To find the deadweight loss, we first need to find the new equilibrium price and quantity after the tax is imposed.

  1. Adjust the supply curve for the tax. The new supply curve is P = 12 + Q + 11 (the tax). Simplify this to P = Q + 23.

  2. Set the demand curve equal to the new supply curve to find the new equilibrium quantity.

    120 - 2P = Q + 23 Simplify this to 97 = 3P So, P = 32.33 (rounded to 2 decimal places)

  3. Substitute P = 32.33 into the demand curve to find the new equilibrium quantity.

    Q = 120 - 2(32.33) = 55.34 (rounded to 2 decimal places)

  4. Find the old equilibrium without the tax. Set the original supply curve equal to the demand curve.

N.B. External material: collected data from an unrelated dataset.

PR #522, opened 2021-07-07
docs(stale-issue-comment): update the docs to remove that omitting the option will not send a message

### LINKED ISSUE #521: Option stale-issue-message required?
## Describe your issue

We have omitted the `stale-issue-message` option (in fact, we still have `skip-stale-issue-message` set, but that seems ignored now). According to the docs at https://github.com/actions/stale#stale-issue-message:

> You can skip the comment sending by omitting the option or by passing an empty string.

So it seems since we have omitted the `stale-issue-message` parameter, we should be fine - issues should be marked stale without a comment. However, in our logs, we see  https://github.com/jupyterlab/jupyterlab/runs/2994705101?check_suite_focus=true#step:2:3995 :

>  [#5869] Skipping this issue because it should be marked as stale based on the option days-before-stale (​https://github.com/actions/stale#days-before-stale​) (30) but the option stale-issue-message (​https://github.com/actions/stale#stale-issue-message​) is not set

and the relevant issue is not marked stale. Is giving a `stale-issue-message` mandatory now, with an empty string signifying no message?

## Your stale action configuration

https://github.com/jupyterlab/jupyterlab/blob/cd7ac23f738c9a8792bbb76a256e84a82535446c/.github/workflows/answered.yml

```yml
name: 'Close answered issues'
on:
  schedule:
    - cron: '30 1 * * *'

jobs:
  stale:
    runs-on: ubuntu-latest
    steps:
      - uses: actions/stale@v3
        with:
          skip-stale-issue-message: true
          days-before-stale: 30
          days-before-close: 7
          stale-issue-label: 'status:Closing as Answered'
          only-issue-labels: 'status:Answered'

```

C0ZEN:
## Changes

- [x] Update the doc to mention that a message will be sent with the default workflow
- [x] Update the doc to remove the part that say that the stale issue message will not be sent when omitted (since the code is checking for empty string and there is a default value, a comment should be added for issue and PRs due to this default value)
- [x] Add a test to confirm this

Closes #521

### DIFF
--- a/README.md
+++ b/README.md
@@ -4,7 +4,7 @@ Warns and then closes issues and PRs that have had no activity for a specified a
 
 The configuration must be on the default branch and the default values will:
 
-- Add a label "Stale" on issues and pull requests after 60 days of inactivity
+- Add a label "Stale" on issues and pull requests after 60 days of inactivity and comment them
 - Close the stale issues and pull requests after 7 days of inactivity
 - If an update/comment occur on stale issues or pull requests, the stale label will be removed and the timer will restart
 
@@ -175,7 +175,7 @@ Default value: unset
 
 The message that will be added as a comment to the issues when the stale workflow marks it automatically as stale with a label.
 
-You can skip the comment sending by omitting the option or by passing an empty string.
+You can skip the comment sending by passing an empty string.
 
 Default value: unset  
 Required Permission: `issues: write`
@@ -184,7 +184,7 @@ Required Permission: `issues: write`
 
 The message that will be added as a comment to the pull requests when the stale workflow marks it automatically as stale with a label.
 
-You can skip the comment sending by omitting the option or by passing an empty string.
+You can skip the comment sending by passing an empty string.
 
 Default value: unset  
 Required Permission: `pull-requests: write`
--- a/README.md
+++ b/README.md
@@ -4,7 +4,7 @@ Warns and then closes issues and PRs that have had no activity for a specified a
 
 The configuration must be on the default branch and the default values will:
 
-- Add a label "Stale" on issues and pull requests after 60 days of inactivity and comment them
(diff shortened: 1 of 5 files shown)


README.md
```diff
@@ -4,7 +4,7 @@ Warns and then closes issues and PRs that have had no activity for a specified a
 
 The default configuration will:
 
-- Add a label "Stale" on issues and pull requests after 60 days of inactivity
+- Add a label "Stale" on issues and pull requests after 60 days of inactivity and comment them
```
luketomlinson, line 7:
```suggestion
- Add a label "Stale" on issues and pull requests after 60 days of inactivity and comment on them
```

src/classes/issues-processor.ts
```diff
@@ -76,6 +76,8 @@ export class IssuesProcessor {
   readonly deletedBranchIssues: Issue[] = [];
   readonly removedLabelIssues: Issue[] = [];
   readonly addedLabelIssues: Issue[] = [];
+  readonly addedStaleCommentIssues: Issue[] = [];
```
luketomlinson, line 79: are these being added just for the test?

luketomlinson: maybe we could just inspect the `statistics._addedIssuesCommentsCount` so we don't have to add a field just for tests?

luketomlinson (changes requested):

src/classes/issues-processor.ts
C0ZEN: Actually, it's consistency regarding all this kind of hacks that are indeed all used to only facilitate the tests.
But yeah, using the stats would be possible.

C0ZEN:
up

luketomlinson (approved):

C0ZEN:
ready

PR #553, opened 2021-08-25
Create check-dist.yml

brcrista:
This adds a workflow to check the contents of the checked-in `dist/index.js` against the expected version.

See https://github.com/actions/upload-artifact/pull/227 for background and rationale.


luketomlinson (approved):
Thanks @brcrista!

Dragonrebl (commented):
brcrista:brcrista/check-dist

PR #771, opened 2022-07-05
Add option labels-to-remove-when-stale

### LINKED ISSUE #770: Add labels-to-remove-when-stale option
## The problem

We have a workflow where a `deploy` label triggers the deployment of a dedicated test environment on AWS via Terraform (like Heroku's "review apps"). When it's removed, the test environment is destroyed. We'd like to keep this flow, but automatically removed the label when the PR becomes **stale**. Right now, there's only an option to add/remove labels when a PR becomes **unstale**.

## The solution

Please add an option `labels-to-remove-when-stale`.

Basically like the existing [labels-to-remove-when-unstale](https://github.com/actions/stale#labels-to-remove-when-unstale) but triggering when the issue/PR becomes stale (not when it becomes unstale).

Thank you very much for your great work! 🙏

arnodirlam:
## Changes

Adds option `labels-to-remove-when-stale`.

## Context

Resolves #770.


luketomlinson (changes requested):
Thanks for the PR @arnodirlam! 

Just a heads up: You'll need to run `npm run pack` in order to generate the JS file from the TS.

cthomaspdx:
This would be really great option to have.  Seems like the stale bot did too good of a job.

Issue #587, opened 2021-10-11
delete branch is not working due to permission problem


alexInhert:
This is my configuration:

```
# https://github.com/actions/stale
name: 'Close stale issues and PRs'
on:
  schedule:
    - cron: '0 9 * * *'
permissions:
  # All other permissions are set to none
  issues: write
  pull-requests: write
jobs:
  stale:
    runs-on: ubuntu-latest
    steps:
      - uses: actions/stale@v4
        with:
          repo-token: ${{ secrets.GITHUB_TOKEN }}
          stale-pr-message: >
            This pull request has been automatically marked as stale because it has not had recent activity.
          days-before-pr-stale: 90
          days-before-pr-close: 5
          exempt-pr-labels: 'pinned'
          remove-pr-stale-when-updated: true
          delete-branch: true
          ascending: true
          operations-per-run: 50
```

The job runs as expected committing on PRs and setting the stale label however the delete-branch doesn't work.
In the log I see:

`�[97m�[34m[#1288]�[39m Error when deleting the branch "�[36fixingissue�[39m" from pull request: Resource not accessible by integration�[39m`

Documentation specify that all is needed is  `pull-requests: write` permission which is set. What is the problem?

alexInhert:
> Maybe simply an issue with the GitHub API [actions/first-interaction#10](https://github.com/actions/first-interaction/issues/10)

I don't think so. I had the problem that listed in that issue for commenting on the PR as well. When I added the `pull-requests: write` it was resolved. I don't think that deleting branch permission is `pull-requests: write` as the documentation in this repo listed. So I think it's an issue either with the documentation here or a bug in the code.

C0ZEN:
@alexInhert without the logs, it's hard to tell.
This option exists since a long time, and I am confident regarding the fact that it's working.
Can you configure your project to show the logs, then paste here an issue case?

The source: https://github.com/actions/stale/blob/cdf15f641adb27a71842045a94023bef6945e3aa/src/classes/issues-processor.ts#L853

alexInhert:
> @alexInhert from what I read, it could be a permission issue (not enough privilege) from the given GitHub token.
> Can you share which permissions you enabled?

As you can see in the example code I shared. I use           `repo-token: ${{ secrets.GITHUB_TOKEN }}`
 which is given by Github. I didn't generate it myself.
 https://docs.github.com/en/actions/security-guides/automatic-token-authentication
 
[...]

PR #796, opened 2022-08-17
docs(readme): add missing permission for delete-branch option in readme

dan-pavlov:
## Changes

- [x] add missing `contents: write` permission to `delete-branch` option in readme

## Context

Updating readme to include a permission that is required for `delete-branch` option that is missing from the readme. Configuring this workflow with that additional permission should prevent issues like https://github.com/actions/stale/issues/587 from being raised again (https://github.com/actions/stale/issues/587 wasn't actually resolved, just closed by a bot due to inactivity).

I have recently implemented this workflow in a repository configured with `delete-branch: true`. After the initial wait period, it started closing stale pull requests, but kept failing when trying to delete corresponding branches with the following error `Error when deleting the branch "BRANCH_NAME" from pull request: Resource not accessible by integration`. 

image

Searching for answers I found the issue https://github.com/actions/stale/issues/587 mentioned above, where someone had the same problem, however no solution was provided there. Looking through the code, I found that [this step](https://github.com/actions/stale/blob/main/src/classes/issues-processor.ts#L920) is executed with the [`deleteRef` action of the Octokit library](https://octokit.github.io/rest.js/v18#git-delete-ref), which in turn makes a request to the following [GitHub REST API delete reference endpoint](https://docs.github.com/en/rest/git/refs#delete-a-reference). According to [GitHub REST API docs, that endpoint requires `contents: write` permission](https://docs.github.com/en/rest/overview/permissions-required-for-github-apps#permission-on-contents).

As the recommended permissions mentioned in [_Stale_ readme](https://github.com/actions/stale#recommended-permissions) are set to `issues: write` and `pull-requests: write`, [any other permissions that are absent from the list are set to `none`](https://github.blog/changelog/2021-04-20-github-actions-control-permissions-for-github_token/#setting-permissions-in-the-workflow), therefore blocking `delete-branch` step from successfully executing. 

After adding `contents: write` permission to the workflow configuration, when _Stale_ workflow closed the next stale pull request, it successfully deleted the corresponding branch.

image

### DIFF
--- a/README.md
+++ b/README.md
@@ -11,11 +11,12 @@ The configuration must be on the default branch and the default values will:
 ## Recommended permissions
 
 For the execution of this action, it must be able to fetch all issues and pull requests from your repository.  
-In addition, based on the provided configuration, the action could require more permission(s) (e.g.: add label, remove label, comment, close, etc.).  
+In addition, based on the provided configuration, the action could require more permission(s) (e.g.: add label, remove label, comment, close, delete branch, etc.).  
 This can be achieved with the following [configuration in the action](https://docs.github.com/en/actions/reference/workflow-syntax-for-github-actions#permissions) if the permissions are restricted:
 
 ```yaml
 permissions:
+  contents: write # only for delete-branch option
   issues: write
   pull-requests: write
 ```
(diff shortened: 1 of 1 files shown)


davorpa (approved):
Looks reasonable to me

Issue #789, opened 2022-08-07
Make `not_planned` the default close-issue-reason


danielcompton:
## The problem

Currently, everyone who uses actions/stale will need to know to configure the `close-issue-reason` setting to `not_planned` to get the new close type - https://github.blog/changelog/2022-05-19-the-new-github-issues-may-19th-update/

## The solution

Make the default value `'not_planned'` instead of `''`. The reason matches the use in stale - "Won't fix, canceled, duplicate, **stale**"

davorpa:
bump

It have a current PR fullfilling requirements #807

luketomlinson:
Released in `v6`: https://github.com/actions/stale/releases/tag/v6.0.0

PR #807, opened 2022-09-05
fix(options)!: Make `not_planned` the default `close-issue-reason`

david-allison:
## Changes

- [x] ⚠️ **BREAKING CHANGE** `close-issue-reason` defaults to `not_planned` (previously: ``
which defaulted to `completed`) This closes the issue as 'not planned' on GitHub rather than 'completed'
- [x] documentation: minor improvement to 'DefaultProcessorOptions'
   - I'm happy to drop this if it's an issue - unsure on PR requirements for this repo

## Context

GitHub introduced an additional close reason 'Close as not planned':
https://github.blog/changelog/2022-05-19-the-new-github-issues-may-19th-update/

'stale' is a use case for this close reason and makes sense as a default for this action

Fixes https://github.com/actions/stale/issues/789

Feature added: https://github.com/actions/stale/commit/06d2a3904b77e3b34b74319855eebe4627488d19
Updated: https://github.com/actions/stale/commit/aaab997ccea19e4bbf31972dde2a627199681ea4

### DIFF
--- a/README.md
+++ b/README.md
@@ -44,7 +44,7 @@ Every argument is optional.
 | [close-pr-message](#close-pr-message)                               | Comment on the staled PRs while closed                                      |                       |
 | [stale-issue-label](#stale-issue-label)                             | Label to apply on staled issues                                             | `Stale`               |
 | [close-issue-label](#close-issue-label)                             | Label to apply on closed issues                                             |                       |
-| [close-issue-reason](#close-issue-reason)                           | Reason to use when closing issues                                           |                       |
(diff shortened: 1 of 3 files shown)


david-allison:
Fixed conflicts. Is anything required on my end to get this merged?

jeffwidman (approved):
This seems like the sane default. 

I realize it's technically a breaking change so may require a `v6`, but I doubt many users have workflow that changes base on the `close-issue-reason` attribute so blast radius is probably pretty small... could also argue that the previous value was simply "unset" and this isn't so much a breaking change as simply a "enhancement" of setting the value...

luketomlinson (approved):

Issue #596, opened 2021-10-15
Opposite of exempt-all-assignees


kingthorin:
## The problem
It would be nice if there was a way to only add stale comments on issues/PRs that are actually assigned (to remind people of their commitments).

## The solution
Add an opposite flag like `include-only-assigned: true` (Default `false`).

I apologize if this is somehow already possible and I missed it.

kingthorin:
Any thoughts or input on this?

Have I missed an alternative to accomplish the same?

kingthorin:
Well it would be nice if this was addressed….

kingthorin:
Nope not stale, still functionality that people could use….. :cry:

ushio117:
I don't understand but I want to participate. That's my honest comment.

kingthorin:
No bot still not stale but also still not actioned by project maintainers

C0ZEN:
@kingthorin because there is no maintainer in terms of new features.

kingthorin:
🤷‍♂️Had to add some sort of update for the bot

kingthorin:
Poke, still looking for this.

C0ZEN:
More precisely, would you like the processing to only add stale comments without a stale label?
So that it is never closed?

kingthorin:
Interesting question. I think that's already doable. At least I know my projects have been getting comments/labels without anything being closed. (`days-before-close: -1`) I assume there's a way to skip labeling, I haven't bothered to look.

Mainly I was just looking for a way to reduce spam'ish updates. For most of the projects I work with there's little point in the action/bot updating issues which aren't assigned (like this one). We would rather that it was more of a reminder to assignees that they've got something outstanding which they should be working on.

C0ZEN:
OK, so basically, in other words, you wish to process only issues when there is an assignee?

kingthorin:
Exactly.

C0ZEN:
Willing to do that but on this repo https://github.com/Sonia-corporation/stale/issues/559
I no longer add new features here

kingthorin:
@COZEN thanks for that. We'll have to decide which way to go. I'll discuss with the team. (My hesitation is around fragmentation and upkeep.)

kingthorin:
No stale bot it STILL isn’t stale, we’ll at least not __more__ than this entire repo.

kingthorin:
/le sigh

NO bot still not stale, simply not actioned.

kingthorin:
/le sigh

[...]

PR #817, opened 2022-09-12
Issue 596/include only assigned

JoannaaKL:
## Changes

- Add new boolean option `include-only-assigned`. 

## Context

New option `include-only-assigned` enables users to process only issues/PRs that are already assigned. If there is no assignees and this option is set, issue will not be processed.

Resolves https://github.com/actions/stale/issues/596

### DIFF
--- a/src/classes/issues-processor.ts
+++ b/src/classes/issues-processor.ts
@@ -226,7 +226,7 @@ export class IssuesProcessor {
         `Skipping this $$type because it's assignees list is empty`
       );
       IssuesProcessor._endIssueProcessing(issue);
-      return; // If the issue has an 'include-only-assigned' option, process only issues with nonempty assignees list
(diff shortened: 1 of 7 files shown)


src/classes/issues-processor.ts
```diff
@@ -221,6 +221,14 @@ export class IssuesProcessor {
       return; // Don't process locked issues
     }
 
+    if (this._isIncludeOnlyAssigned(issue)) {
+      issueLogger.info(
+        `Skipping this $$type because it's assignees list is empty`
```
rentziass, line 226:
```suggestion
        `Skipping this $$type because its assignees list is empty`
```

rentziass (approved):
Looks great to me 🚀 I've only pointed what looks to be a typo to me but I could be very wrong 😄

takost (approved):

kingthorin:
Thanks!!

PR #76, opened 2018-05-04
Remove findbugs

iamdanfox:
The findbugs plugin was removed from baseline in March 2017 (https://github.com/palantir/gradle-baseline/pull/131), so this repo contains many (unvalidated) findbugs annotations. 

These would be mostly harmless, except that they cause a new `com.palantir.baseline-class-uniqueness` plugin to fail: the findbugs jars are notoriously unhygienic.  `jsr305`, `annotations` and `findbugs-annotations` all define some classes with the same name.

Rather than just ignoring these violations, I figured we might as well fix them at the source :)


schlosna:
For future reference, worth tracking and investigating:

- https://github.com/google/error-prone/issues/44
- https://github.com/google/error-prone/issues/280
- https://github.com/uber/NullAway
- https://checkerframework.org/

PR #77, opened 2018-05-16
Support providing a Supplier for TaggedMetricRegistry

justinuang:
We want to use a SlidingTimeWindowArrayReservoir in our code base:
https://metrics.dropwizard.io/4.0.0/manual/core.html#sliding-time-window-reservoirs

### DIFF
--- a/tritium-registry/src/main/java/com/palantir/tritium/metrics/registry/TaggedMetricRegistry.java
+++ b/tritium-registry/src/main/java/com/palantir/tritium/metrics/registry/TaggedMetricRegistry.java
@@ -24,6 +24,7 @@ import com.codahale.metrics.Metric;
 import com.codahale.metrics.Timer;
 import java.util.Map;
 import java.util.Optional;
+import java.util.function.Supplier;
 
 /**
  * Similar to {@link com.codahale.metrics.MetricRegistry} but allows tagging of {@link Metric}s.
@@ -38,6 +39,8 @@ public interface TaggedMetricRegistry {
      */
     Timer timer(MetricName metricName);
 
+    Timer timer(MetricName metricName, Supplier<Timer> timerSupplier);
+
     /**
      * Returns existing or new meter metric for the specified metric name.
      *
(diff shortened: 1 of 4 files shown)


justinuang:
@iamdanfox can I get a review?

iamdanfox:
Defering to @schlosna on this one - I don't actually have write on this repo ;)

tritium-registry/src/main/java/com/palantir/tritium/metrics/registry/TaggedMetricRegistry.java
```diff
@@ -38,6 +39,8 @@
      */
     Timer timer(MetricName metricName);
 
+    Timer timer(MetricName metricName, Supplier<Timer> timerSupplier);
```
schlosna, line 42: I don't know of any other implementations of `TaggedMetricRegistry` than `DefaultTaggedMetricRegistry` but we might want to implement these new methods via Java 8 `default`s here in interface for back compat

schlosna (commented):
Can we add some tests using alternate suppliers (e.g. time window)?

tritium-registry/src/main/java/com/palantir/tritium/metrics/registry/TaggedMetricRegistry.java
schlosna: I found one interface that extends `TaggedMetricRegistry` and one implementation of that extension, but I think we're ok to make this interface change without the `default` and just update that one usage.

Would still like to get test coverage over these new methods for hygiene, then happy to merge and tag a 0.10.0.

justinuang:
I added some tests using mocks so we can assert the exact behavior we wanted (supplier being called only once). I wasn't too keen on typing the same test over and over so i pulled out a common test method. Let me know if you have any comments.

schlosna (approved):

justinuang:
Awesome, can we get a release?

schlosna:
@justinuang tagged 0.10.0 and should be released pending https://circleci.com/gh/palantir/tritium/258 build

PR #81, opened 2018-06-18
TaggedMetricRegistry composability

j-baker:
Frequently libraries produce metrics, but the context of usage is not known (e.g. Atlas metrics are coupled to an Atlas client, Spark metrics are tied to a job). In this case, if a caller has multiple metric registries, they can add the child metrics to the parent with a tag, so that they can be distinguished.

### DIFF
--- a/tritium-registry/src/main/java/com/palantir/tritium/metrics/registry/DefaultTaggedMetricRegistry.java
+++ b/tritium-registry/src/main/java/com/palantir/tritium/metrics/registry/DefaultTaggedMetricRegistry.java
@@ -24,7 +24,7 @@ import com.codahale.metrics.Meter;
 import com.codahale.metrics.Metric;
 import com.codahale.metrics.Timer;
 import com.google.auto.service.AutoService;
-import java.util.Collections;
+import com.google.common.collect.ImmutableMap;
 import java.util.Map;
 import java.util.Optional;
 import java.util.concurrent.ConcurrentHashMap;
@@ -36,6 +36,7 @@ public final class DefaultTaggedMetricRegistry implements TaggedMetricRegistry {
     private static final TaggedMetricRegistry DEFAULT = new DefaultTaggedMetricRegistry();
 
     private final Map<MetricName, Metric> registry = new ConcurrentHashMap<>();
+    private final Map<Map<String, String>, TaggedMetricSet> taggedRegistries = new ConcurrentHashMap<>();
 
     public DefaultTaggedMetricRegistry() {}
 
@@ -93,12 +94,32 @@ public final class DefaultTaggedMetricRegistry implements TaggedMetricRegistry {
 
     @Override
     public Map<MetricName, Metric> getMetrics() {
-        return Collections.unmodifiableMap(registry);
+        ImmutableMap.Builder<MetricName, Metric> result = ImmutableMap.<MetricName, Metric>builder()
+                .putAll(registry);
+        taggedRegistries.forEach((tags, metrics) -> metrics.getMetrics()
+                .forEach((metricName, metric) -> result.put(
+                        MetricName.builder()
+                                .from(metricName)
+                                .putAllSafeTags(tags)
+                                .build(),
+                        metric)));
+
+        return result.build();
     }
 
     @Override
     public Optional<Metric> remove(MetricName metricName) {
         return Optional.ofNullable(registry.remove(metricName));
+    }
+
+    @Override
+    public void addMetrics(Map<String, String> tags, TaggedMetricSet other) {
+        taggedRegistries.put(tags, other);
+    }
+
+    @Override
+    public void removeMetrics(Map<String, String> tags) {
+        taggedRegistries.remove(tags);
     }
 
     private <T extends Metric> T getOrAdd(MetricName metricName, Class<T> metricClass, Supplier<T> metricSupplier) {
--- a/tritium-registry/src/main/java/com/palantir/tritium/metrics/registry/DefaultTaggedMetricRegistry.java
+++ b/tritium-registry/src/main/java/com/palantir/tritium/metrics/registry/DefaultTaggedMetricRegistry.java
@@ -25,6 +25,7 @@ import com.codahale.metrics.Metric;
 import com.codahale.metrics.Timer;
 import com.google.auto.service.AutoService;
 import com.google.common.collect.ImmutableMap;
+import com.google.common.collect.Maps;
 import java.util.Map;
 import java.util.Optional;
 import java.util.concurrent.ConcurrentHashMap;
@@ -36,7 +37,7 @@ public final class DefaultTaggedMetricRegistry implements TaggedMetricRegistry {
     private static final TaggedMetricRegistry DEFAULT = new DefaultTaggedMetricRegistry();
 
     private final Map<MetricName, Metric> registry = new ConcurrentHashMap<>();
-    private final Map<Map<String, String>, TaggedMetricSet> taggedRegistries = new ConcurrentHashMap<>();
+    private final Map<Map.Entry<String, String>, TaggedMetricSet> taggedRegistries = new ConcurrentHashMap<>();
 
     public DefaultTaggedMetricRegistry() {}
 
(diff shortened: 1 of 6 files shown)


tritium-registry/src/main/java/com/palantir/tritium/metrics/registry/DropwizardTaggedMetricSet.java
```diff
@@ -0,0 +1,37 @@
...
+public final class DropwizardTaggedMetricSet implements TaggedMetricSet {
+    private final MetricRegistry metricRegistry;
+
+    public DropwizardTaggedMetricSet(MetricRegistry metricRegistry) {
+        this.metricRegistry = metricRegistry;
+    }
+
+    @Override
+    public Map<MetricName, Metric> getMetrics() {
+        return metricRegistry.getMetrics().entrySet().stream()
```
j-baker: I could avoid the copy here if we think it's important by implementing ForwardingMap.

tritium-registry/src/main/java/com/palantir/tritium/metrics/registry/DefaultTaggedMetricRegistry.java
```diff
@@ -36,6 +36,7 @@
     private static final TaggedMetricRegistry DEFAULT = new DefaultTaggedMetricRegistry();
 
     private final Map<MetricName, Metric> registry = new ConcurrentHashMap<>();
+    private final Map<Map<String, String>, TaggedMetricSet> taggedRegistries = new ConcurrentHashMap<>();
```
j-baker: probably not _quite right_, since will want to shove probably two MetricSets in for each AtlasDB, also probably shouldn't be passing in an empty map here. Maybe just a Set of Pair type structure is the right thing here.

schlosna: Yeah, this feels odd and I worry about someone putting a mutable `Map<String, String>` in as a key and causing all kinds of chaos.

tritium-registry/src/main/java/com/palantir/tritium/metrics/registry/DropwizardTaggedMetricSet.java
```diff
@@ -0,0 +1,37 @@
...
+                .collect(toMap(entry -> MetricName.builder().safeName(entry.getKey()).build(), Map.Entry::getValue));
```
schlosna: are we ok to assume all metric names are safe here?

tritium-registry/src/main/java/com/palantir/tritium/metrics/registry/TaggedMetricRegistry.java
```diff
@@ -81,13 +81,6 @@
 
     Counter counter(MetricName metricName, Supplier<Counter> counterSupplier);
 
-    /**
-     * Returns a map of registered metrics.
-     *
-     * @return map of registered metrics
-     */
-    Map<MetricName, Metric> getMetrics();
```
schlosna, line 89: I haven't looked at how painful the API break would be, do you have a sense?

schlosna (changes requested):
Hey James, interested to see how you're planning on using this, maybe sketch out some tests showing intent? I'm wondering if we want to have a single canonical metric registry that other partitions can feed into and auto adjust MetricName to include that partition's tags.

For example if we have service Foo with a single registry, and Atlas clients Bar and Baz, we'd inject a registry that auto adds tag `client=Bar` and `client=Baz` respectively, Atlas adds a counter `qux` and the underlying Foo registry has two counters `qux;client=Bar` and `qux;client=Baz`.

tritium-registry/src/main/java/com/palantir/tritium/metrics/registry/TaggedMetricRegistry.java
j-baker: that's not actually an API break; it's just moved into the super interface

tritium-registry/src/main/java/com/palantir/tritium/metrics/registry/DropwizardTaggedMetricSet.java
j-baker: yes - they'll get logged internally in the same way as they currently do. The reason this was called safe name was to make clear that they have to be safe - but that's a baseline requirement.

j-baker:
hey dave - the motivation here is basically: we have multiple atlas clients and want to be able to control how they're reported.

I don't think libraries should be using static metrics. This is for a few reasons, but I've grown conviction in this workflow over time. It's painful for producers because they have to understand the metrics with regards to a lifecycle. For example, with AtlasDB they have to go through the workflows of removing metrics upon failed initialisation tasks, so as to not leave now-unused gauges around, and the complexity of this is nontrivial.

For consumers, it's painful because now the metrics that are being recorded are defined by the producer. For example, AtlasDB made the bad assumption that no one has more than one AtlasDB hanging around, and this was very very painful to change (2000 lines +-), because the metrics needed to be plumbed through (even though it was only like 100 lines of additions overall).

It's also painful for aggregators, since it makes the incremental cost of adding metrics almost zero, which means that tracking which metrics exist and are useful is essentially impossible. For example, AtlasDB by default adds around 1500 metrics. This makes it very difficult to have a coherent metric reporting story (which metrics are even valuable? which should I use?) because they're so numerous.

tritium-registry/src/main/java/com/palantir/tritium/metrics/registry/TaggedMetricRegistry.java
```diff
@@ -96,4 +89,20 @@
...
+     *
+     * @param tags the tags which will be added to all the metrics in the metric set
+     * @param metrics the metrics which should be added
+     */
+    void addMetrics(String safeTagName, String safeTagValue, TaggedMetricSet metrics);
+
+    /**
+     * Removes a TaggedMetricsSet added via addMetrics from this metrics set.
+     */
+    void removeMetrics(String safeTagName, String safeTagValue);
```
schlosna: API question: should we return either a `boolean` letting consumer know if it was removed, or the removed `TaggedMetricSet`?

schlosna (commented):
Hey James, makes sense and agreed AtlasDB should have been injecting the appropriately scoped metrics registry from the beginning.

Had one minor API question before merging.

tritium-registry/src/main/java/com/palantir/tritium/metrics/registry/TaggedMetricRegistry.java
j-baker: I now return an optional taggedmetricset to be consistent

j-baker: with remove()

tritium-registry/src/main/java/com/palantir/tritium/metrics/registry/DefaultTaggedMetricRegistry.java
```diff
@@ -93,14 +97,38 @@ public Timer timer(MetricName metricName, Supplier<Timer> timerSupplier) {
 
     @Override
     public Map<MetricName, Metric> getMetrics() {
-        return Collections.unmodifiableMap(registry);
+        return Stream.concat(registry.entrySet().stream(),
+                taggedRegistries.entrySet().stream().flatMap(entry -> addTag(
+                        entry.getKey().getKey(),
+                        entry.getKey().getValue(),
+                        entry.getValue().getMetrics().entrySet().stream())))
+                .collect(toMap(Map.Entry::getKey, Map.Entry::getValue, (a, b) -> a));
```
schlosna: you got checkstyled

```
ParameterNameCheck - com.palantir.tritium.metrics.registry.DefaultTaggedMetricRegistry - checkstyleMain
DefaultTaggedMetricRegistry.java:105: Parameter name 'b' must match pattern '^[a-z][a-zA-Z0-9]+$'.

ParameterNameCheck - com.palantir.tritium.metrics.registry.DefaultTaggedMetricRegistry - checkstyleMain
DefaultTaggedMetricRegistry.java:105: Parameter name 'a' must match pattern '^[a-z][a-zA-Z0-9]+$'.
```

schlosna (approved):

schlosna:
Approved pending checkstyle fix

schlosna:
@j-baker go ahead and update the description when you're happy to squash & merge

jiahuijiang:
@j-baker Why do we only allow one tag for each metricSet here not a map of tags and their values?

    120 - 2P = 12 + Q Simplify this to 108 = 3P So, P = 36

    Substitute P = 36 into the demand curve to find the old equilibrium quantity.

    Q = 120 - 2(36) = 48

  5. The deadweight loss is the area of the triangle formed by the old and new supply and demand curves. It's calculated as 0.5 * base * height.

    The base is the difference in quantities (55.34 - 48) = 7.34 The height is the difference in prices (36 - 32.33) = 3.67

    So, the deadweight loss is 0.5 * 7.34 * 3.67 = 13.46 (rounded to 2 decimal places).